2月27、28両日にベトナム・ハノイで開かれた米朝首脳会談は、何の合意も得られないまま完全な不発に終わった。その間の米国では、トランプ大統領の懐刀だった元顧問弁護士が全国中継で大統領の「悪行」の数々を告白。トランプ大統領にとっていいことがなかったこの2日間が、自身にとって、さらに深刻な悪夢の始まりになる可能性がある。

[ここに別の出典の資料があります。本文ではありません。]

PR #1005, opened 2026-03-09
Delete unused code / minor refactor to reduce IDE warnings

ThomasHaas:
There are no functional changes in this PR.

EDIT: Okay, there is one bug fix that I accidentally committed as well. It's a single line of code added in cutting:
```Java
   ... || def instanceof Free;
```


dartagnan/src/main/java/com/dat3m/dartagnan/program/event/EventFactory.java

【写真】10年以上にわたりトランプ氏の顧問弁護士を務めたマイケル・コーエン被告
「非常に生産的な時間だった。金正恩(キム・ジョンウン)氏は隅に置けない大した人物で、われわれの関係はとても強いと思っている」
2日間の米朝首脳会談を終えたトランプ大統領は28日午後、各国メディアで満席となったハノイでの記者会見で、北朝鮮の金正恩朝鮮労働党委員長との信頼関係をどこまでも強調した。それでも交渉は決裂。ゼロ合意の原因は、経済制裁の全面解除を求めてきた北朝鮮にあると主張した。

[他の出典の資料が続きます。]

PR #1006, opened 2026-03-11
Add debug information to litmus format

hernanponcedeleon:
We currently provide no useful debug information to the user for litmus programs . For example
```
> java -jar dartagnan/target/dartagnan.jar cat/vmm.cat --property=cat_spec litmus/C11/auto/cyc_na.litmus
Test: litmus/C11/auto/cyc_na.litmus
Result: FAIL
Reason: CAT specification violation found
Details:
        Flag r-data-race
        E3 / E3 @unknown / @unknown
Time: 0.582 secs
```
The same is also true for witnesses.

This PR adds line number debug information to litmus code. So far it only does so for a few instructions (thus the draft status), but once we agree on code and the format we want for the output/witness, I will move the code in `addChildWithMetadata` to `addChild` and pass the LOC in all litmus visitors.

**Output format:** once we have proper lines of code for every format, which we already have for spirv/llvm (unless they fail to provide debug info, but I have rarely seen this happen), I think the information about the events id becomes completely useless for the user (it is probably already useless unless they know how to use the printer). However, it might still be useful for developers, so I will keep it, but at the end of the output.

The output for the example above looks like this now
```
> cat -n litmus/C11/auto/cyc_na.litmus 
     1  C cyc_na
     2  { [x] = 0; [y] = 0; }
     3
     4  P0 (volatile int* x, volatile int* y) {
     5    int r0 = *x;
     6    if (r0) {
     7      *y = 1;
     8    }
     9  }
    10
    11  P1 (volatile int* x, volatile int* y) {
    12    int r1 = *y;
    13    if (r1) {
    14      *x = 1;
    15    }
    16  }
    17
    18  exists (0:r0=1 /\ 1:r1=1)

> java -jar dartagnan/target/dartagnan.jar cat/vmm.cat --property=cat_spec litmus/C11/auto/cyc_na.litmus
Test: litmus/C11/auto/cyc_na.litmus
Result: FAIL
Reason: CAT specification violation found
Details:
        Flag r-data-race
        P1#12 / P1#12   (E14 / E14)
Time: 0.489 secs
```
This is even more useful for litmus syntax where each thread is a column
```
> cat -n /home/drc/git/Dat3M/litmus/VULKAN/Data-Race/mpnotinscope2-filter.litmus
     1  Vulkan mpnotinscope2-filter
     2  {
     3  x=0;
     4  y=0;
     5  }
     6  P0@sg 0, wg 0, qf 0            | P1@sg 0, wg 1, qf 0             ;
     7  st.atom.rel.wg.sc0.semsc0 x, 1 | ld.atom.acq.dv.sc0.semsc0 r0, y ;
     8  st.atom.rel.dv.sc0.semsc0 y, 1 | ld.atom.acq.wg.sc0.semsc0 r1, x ;
     9
    10  filter
    11  (P1:r0 == 1)

> java -jar dartagnan/target/dartagnan.jar cat/vulkan.cat --target=vulkan --property=cat_spec /home/drc/git/Dat3M/litmus/VULKAN/Data-Race/mpnotinscope2-filter.litmus
Test: /home/drc/git/Dat3M/litmus/VULKAN/Data-Race/mpnotinscope2-filter.litmus
Filter: bv64 r0 == bv64(1)
Result: FAIL
Reason: CAT specification violation found
Details:
        Flag racy
        P0#7 / P1#8     (E1 / E7)
Time: 0.661 secs
```

For the witness, since the nodes already contain the thread, I only use the LOC.

### DIFF
--- a/dartagnan/src/main/java/com/dat3m/dartagnan/parsers/program/utils/ProgramBuilder.java
+++ b/dartagnan/src/main/java/com/dat3m/dartagnan/parsers/program/utils/ProgramBuilder.java
@@ -17,6 +17,7 @@ import com.dat3m.dartagnan.program.event.RegWriter;
 import com.dat3m.dartagnan.program.event.core.Label;
 import com.dat3m.dartagnan.program.event.core.threading.ThreadStart;
 import com.dat3m.dartagnan.program.event.metadata.OriginalId;
+import com.dat3m.dartagnan.program.event.metadata.LineNumber;
 import com.dat3m.dartagnan.program.memory.Memory;
 import com.dat3m.dartagnan.program.memory.MemoryObject;
 import com.dat3m.dartagnan.program.memory.VirtualMemoryObject;
@@ -193,6 +194,13 @@ public class ProgramBuilder {
         return child;
     }
 
+    // TODO: make this the default addChild implementation
+    public Event addChildWithMetadata(int fid, Event child, int ln) {
+        Event e = addChild(fid, child);
+        e.setMetadata(new LineNumber(ln));
+        return e;
+    }
+
     // ----------------------------------------------------------------------------------------------------------------
     // Memory & Constants
 
@@ -322,7 +330,7 @@ public class ProgramBuilder {
     }
 
     public void newScopedThread(Arch arch, int id, int ...ids) {
-        newScopedThread(arch, String.valueOf(id), id, ids);
+        newScopedThread(arch, "P" + String.valueOf(id), id, ids);
     }
 
     // ----------------------------------------------------------------------------------------------------------------
--- a/dartagnan/src/main/java/com/dat3m/dartagnan/parsers/program/utils/ProgramBuilder.java
+++ b/dartagnan/src/main/java/com/dat3m/dartagnan/parsers/program/utils/ProgramBuilder.java
@@ -194,10 +194,9 @@ public class ProgramBuilder {
         return child;
     }
 
-    // TODO: make this the default addChild implementation
-    public Event addChildWithMetadata(int fid, Event child, int ln) {
+    public Event addChildWithSourceLocation(int fid, Event child, int lineOfCode) {
         Event e = addChild(fid, child);
-        e.setMetadata(new SourceLocation.Litmus(ln));
+        e.setMetadata(new SourceLocation.Litmus(lineOfCode));
         return e;
     }
 
--- a/dartagnan/src/main/java/com/dat3m/dartagnan/parsers/program/utils/ProgramBuilder.java
+++ b/dartagnan/src/main/java/com/dat3m/dartagnan/parsers/program/utils/ProgramBuilder.java
@@ -254,20 +254,20 @@ public class ProgramBuilder {
         getOrNewMemoryObject(locName).setInitialValue(0, iValue);
     }
 
-    public void initRegEqLocPtr(int regThread, String regName, String locName, Type type) {
+    public void initRegEqLocPtr(int regThread, String regName, String locName, Type type, int lineOfCode) {
         MemoryObject object = getOrNewMemoryObject(locName);
         Register reg = getOrNewRegister(regThread, regName, type);
-        addChild(regThread, EventFactory.newLocal(reg, object));
+        addChildWithSourceLocation(regThread, EventFactory.newLocal(reg, object), lineOfCode);
     }
 
-    public void initRegEqLocVal(int regThread, String regName, String locName, Type type) {
+    public void initRegEqLocVal(int regThread, String regName, String locName, Type type, int lineOfCode) {
         Register reg = getOrNewRegister(regThread, regName, type);
-        addChild(regThread, EventFactory.newLocal(reg,getInitialValue(locName)));
+        addChildWithSourceLocation(regThread, EventFactory.newLocal(reg,getInitialValue(locName)), lineOfCode);
     }
 
-    public void initRegEqConst(int regThread, String regName, Expression value){
+    public void initRegEqConst(int regThread, String regName, Expression value, int lineOfCode){
         Preconditions.checkArgument(value.getRegs().isEmpty());
-        addChild(regThread, EventFactory.newLocal(getOrNewRegister(regThread, regName, value.getType()), value));
+        addChildWithSourceLocation(regThread, EventFactory.newLocal(getOrNewRegister(regThread, regName, value.getType()), value), lineOfCode);
     }
 
     private Expression getInitialValue(String name) {
--- a/dartagnan/src/main/java/com/dat3m/dartagnan/parsers/program/utils/ProgramBuilder.java
+++ b/dartagnan/src/main/java/com/dat3m/dartagnan/parsers/program/utils/ProgramBuilder.java
@@ -185,20 +185,19 @@ public class ProgramBuilder {
         throw new MalformedProgramException("Function or Thread with id " + fid + " does not exist");
     }
 
-    public Event addChild(int fid, Event child) {
+    public Event addChild(int fid, Event child, int lineOfCode) {
         // Every event in litmus tests is non-optimisable
         if (program.getFormat().equals(Program.SourceLanguage.LITMUS)) {
             child.addTags(NOOPT);
         }
         getFunctionOrError(fid).append(child);
+        final String threadName = child.getThread().getName();
+        child.setMetadata(new SourceLocation.Litmus(threadName, lineOfCode));
         return child;
     }
 
-    public Event addChildWithSourceLocation(int fid, Event child, int lineOfCode) {
-        Event e = addChild(fid, child);
-        final String threadName = child.getThread().getName();
-        e.setMetadata(new SourceLocation.Litmus(threadName, lineOfCode));
-        return e;
+    public Event addChild(int fid, Event child) {
+        return addChild(fid, child, -1);
     }
 
     // ----------------------------------------------------------------------------------------------------------------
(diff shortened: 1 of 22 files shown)


dartagnan/src/main/java/com/dat3m/dartagnan/parsers/program/utils/ProgramBuilder.java
```diff
@@ -193,6 +194,13 @@ public Event addChild(int fid, Event child) {
         return child;
     }
 
+    // TODO: make this the default addChild implementation
+    public Event addChildWithMetadata(int fid, Event child, int ln) {
+        Event e = addChild(fid, child);
+        e.setMetadata(new LineNumber(ln));
+        return e;
+    }
```
ThomasHaas: It should probably be named `addChildWithSourceInfo/DebugInfo` or even `addChildWithLineNumber`.
Of course, if you eventually decide that this is the default `addChild` implementation, then the name can be simplified again.

dartagnan/src/main/java/com/dat3m/dartagnan/program/analysis/SyntacticContextAnalysis.java
```diff
@@ -222,6 +221,13 @@ public static String getSourceLocationString(Event ev) {
         return loc != null ? String.format("@%s#%s", loc.getSourceCodeFileName(), loc.lineNumber()) : "@unknown";
     }
 
+    public static String getLitmusLocationString(Event ev, boolean showThread) {
+        final String prefix = showThread ? ev.getThread().getName() : "";
+        return ev.hasMetadata(LineNumber.class) ?
+            String.format("%s#%s", prefix, ev.getMetadata(LineNumber.class).lineNumber()) :
+            "@unknown";
+    }
+
```
ThomasHaas: I'm not conviced that the use-site should know what shape the source location comes in.
Maybe you should actually have `SourceLocation` as the root type, and then subtypes like `LineNumber`.
Maybe it is even better to have language-specific subtypes like `LitmusSourceLoc` and `LLVMSourceLoc` (or `GenericSourceLoc` for high-level languages?). You can define those even as nested types `SourceLocation.Litmus` and `SourceLocation.LLVM/SourceLocation.Generic` within `SourceLocation`.

The `getSourceLocationString` method can do the case distinction based on the type of the source location.
The caller might still need to do a case-distinction based on whether he wants the thread to be printed or not though (unless we simply ignore that parameter for LLVM source locations).
However, you should fix `MetadataMap.contains` to look for subclasses instead of strict class equality (oddly enough, `MetadataMap.get` is based on subclassing?!). Then just use `MetadataMap.get(SourceLocation.class)`.
In fact, if you overwrite `toString` for both types of source location appropriately, you don't even need a case distinction at all: just use `String.format("@%s%s", prefix, srcLoc)` (I would still put "@" for litmus code!)

dartagnan/src/main/java/com/dat3m/dartagnan/parsers/program/utils/ProgramBuilder.java
hernanponcedeleon: Yes, as the PR description mentions, I will eventually merge both methods into a default `addChild`

ThomasHaas:
Btw. we should stay with the name `SourceLocation`. I think `DebugInfo` is more suitable to store information like source-level types and variable names.

ThomasHaas:
I pushed a variant of what I have suggested. Feel free to revert or modify the changes if you don't like them.
I have also not tested if the output has changed or not.
After the refactor, it looks like the two variants of `SourceLocation` can be merged again by making the `filePath` optional. Then we could add static factory methods like `SourceLocation.withFilePath()` or `SourceLocation.onlyLineNumber()`.

hernanponcedeleon:
The output is still the same and the code LGTM (thanks!). Maybe I would just change `public static String getSourceLocationString(Event ev, boolean showThread)` to `public static String getSourceLocationString(Event ev, boolean showThreadForLitmus)` to make it clear in the method signature what the implementation actually do.

I'll change all the litmus visitors to make use of the new metadata.

ThomasHaas:
> The output is still the same and the code LGTM (thanks!). Maybe I would just change `public static String getSourceLocationString(Event ev, boolean showThread)` to `public static String getSourceLocationString(Event ev, boolean showThreadForLitmus)` to make it clear in the method signature what the implementation actually do.

We could also have `SourceLocation.Litmus` contain a `String threadName`? I think this would make sense. For example, it would allow us to rename our internal threads (for whatever reason) without breaking source location information. After all, the source location should be independent of whatever we do internally.
But then I would unconditionally print it. Is the only case you want to avoid having the thread printed twice in the execution witness?

hernanponcedeleon:
I thought about it, but then we could not simply use `toString()` ... we still need a way to enable/disable showing the thread.

There are only two places where we use `SourceLocation`: command output and witness (we might want to use this in the UI, but AFAIR we do not do it now). We want to show it in the first one (this is particularly useful for the litmus variants where threads are in columns), but not for the later (to avoid repetition)

ThomasHaas:
> I thought about it, but then we could not simply use `toString()` ... we still need a way to enable/disable showing the thread.

That's why I'm asking if we should unconditionally print the thread. Our events always have an IR-level location and optionally a source-level location, and currently we just print both of them (which is IMO fine).
I'm not sure if it is worth working around cases where both types of locations happen to have something in common.
And we could always have an option that generates execution witnesses only with source location information and omits our internal structure. Then the duplication would automatically be gone.

> There are only two places where we use `SourceLocation`: command output and witness (we might want to use this in the UI, but AFAIR we do not do it now). We want to show it in the first one (this is particularly useful for the litmus variants where threads are in columns), but not for the later (to avoid repetition)

Is it really worth it to avoid the repetition though?

hernanponcedeleon:
After giving it another try, maybe it does not look as bad as I thought
image

ThomasHaas:
Yeah, I think Litmus code is very forgiving with the redundancy because the thread names are so short.

dartagnan/src/main/java/com/dat3m/dartagnan/program/analysis/SyntacticContextAnalysis.java
```diff
@@ -218,8 +216,8 @@ private Map<Event, LoopAnalysis.LoopIterationInfo> getLoopMarkerTypesMap(Thread
     // ============================================================================
 
     public static String getSourceLocationString(Event ev) {
-        SourceLocation loc = ev.getMetadata(SourceLocation.class);
-        return loc != null ? String.format("@%s#%s", loc.getSourceCodeFileName(), loc.lineNumber()) : "@unknown";
+        final SourceLocation loc = ev.getMetadata(SourceLocation.class);
+        return String.format("@%s", loc != null ? loc : "#unknown");
```
ThomasHaas: Why the `#` for unknown? Won't we now generate`@#unknown`?

hernanponcedeleon: Before  40f3b2f29ae1efff7acbe2f0f1f2ab8e3214f674 we would generate things like `P0unknown`, but after that commit, the change is useless so I will revert it

dartagnan/src/test/java/com/dat3m/dartagnan/others/miscellaneous/AnalysisTest.java
```diff
@@ -76,28 +76,29 @@ public void reachingDefinitionMustOverride() throws InvalidConfigurationExceptio
...
     private void reachingDefinitionMustOverride(ReachingDefinitionsAnalysis.Method method) throws InvalidConfigurationException {
         ProgramBuilder b = ProgramBuilder.forLanguage(SourceLanguage.LITMUS);
+        final int lineOfCode = -1;
         b.newThread(0);
         Register r0 = b.getOrNewRegister(0, "r0");
         Register r1 = b.getOrNewRegister(0, "r1");
         Register r2 = b.getOrNewRegister(0, "r2");
         Label alt = b.getOrCreateLabel(0, "alt");
-        b.addChild(0, newJump(b.newConstant(types.getBooleanType()), alt));
+        b.addChild(0, newJump(b.newConstant(types.getBooleanType()), alt), lineOfCode);
```
ThomasHaas: This makes me question if you really want to force line numbers in the program builder.
I can see that it makes sense to enforce it so that you find all usages in the Litmus parsers, but now that you have covered them, I think it makes sense to add an overload that does not add source information specifically programs that are generated programatically and not from parsing (like in all these tests here).

hernanponcedeleon: This was exactly what I did [before the last commit](https://github.com/hernanponcedeleon/Dat3M/blob/3314321ce237ca519e924cd56a60d0fc1a0fa670/dartagnan/src/main/java/com/dat3m/dartagnan/parsers/program/utils/ProgramBuilder.java#L199).  The problem is not the current state of the visitors, but the fact that if we do not enforce the method to use the `lineOfCode`, if we even extend those grammars or come up with new litmus formats (both situations are very realistic), we might silently add events without debug information. 

This is why I went with the solution of painfully add the lines to the current tests but make the code "bullet-proved" for the future.

ThomasHaas: I guess the fundamental question is whether the `ProgramBuilder` is to be interpreted as `LitmusProgramBuilder` and should only be used for parsed code but not for general-purpose program construction.
Either way, in a parser you could easily add a post-parsing pass that checks if all instructions have source location information and either give a warning or throw an error. This is a pass that you only need to write once for all litmus code and the parser should invoke it after parsing.
Another alternative is to have an explicit `addChildWithoutSourceLoc` method because then the caller cannot accidentally forget to add source information.

I just think that we should avoid using dummy source locations like `-1` if possible. For analysis/unit tests, it is not that big of a deal, but generally speaking, there is a clear difference between having no source information and having wrong source information :)

EDIT: Actually, I think there is also a general design problem if you need to explicitly add source information every single time you create an event.
For example, if the visitor method for events actually returned a `List<Event>` instead of adding the events by itself, you could do this:
```Java
for (Instruction instr : InstructionList) {
    List<Event> events = instr.visit(this);
    for (Event e : events) {
        e.addMetadata(new SourceLocation.Litmus(curThread.getName, instr.getStart().getLine())
        curThread.addEvent(e);
    }
}
```

A variant that is easier to implement in our current setting is to have variable `List<Event> generatedEvents` and `visitInstructionXYZ` just adds the generated events to that list, while the outer loop around the instructions resets the list between visiting of different instructions.
This is vaguely similar to what the LLVM parser does.

ThomasHaas (approved):
LGTM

北朝鮮における連絡事務所開設や、休戦状態にある朝鮮戦争の終戦宣言などを用意していたとみられる米国だが、「われわれの求めに対し、金委員長の準備ができていなかった」(ポンペオ米国務長官)。
その約10時間後の3月1日午前0時、北朝鮮の李容浩(リヨンホ)外相らが、極めてまれな記者会見をハノイで行い、トランプ大統領に反論した。
「要求したのは全面的な制裁解除ではない。一部だった」
会見によると、北朝鮮は、核実験や大陸間弾道ミサイル(ICBM)発射の永久停止に加え、寧辺(ヨンビョン)の核施設の完全放棄などを提案した。見返りに求めた経済制裁の解除は人民生活などにかかわる一部だけだったという。準備ができていなかったのは米国だとし、今後の交渉に対する金委員長の意欲が失われる懸念さえも表明した。
食い違う両国の主張だが、明らかに言えるのは、首脳会談が失敗に終わったことだ。出たとこ勝負の首脳会談で、事前の調整不足は否めない。それでも合意寸前まで行き、いきなり席を立ったトランプ大統領にとって、とても外交交渉に集中できない、ゆゆしき事態が、不在中の母国で起きていた。
「トランプ氏は、人種差別主義者で、詐欺師で、ペテン師だ」
2006年から10年以上にわたりトランプ氏の顧問弁護士を務めたマイケル・コーエン被告が2月27日、米議会下院の公聴会で、全米にテレビ中継される中、トランプ大統領の人間性や「悪行」の数々を証言した。コーエン被告は、脱税や議会での偽証、選挙資金法違反などの罪で禁錮3年の実刑判決を受け、5月に収監される。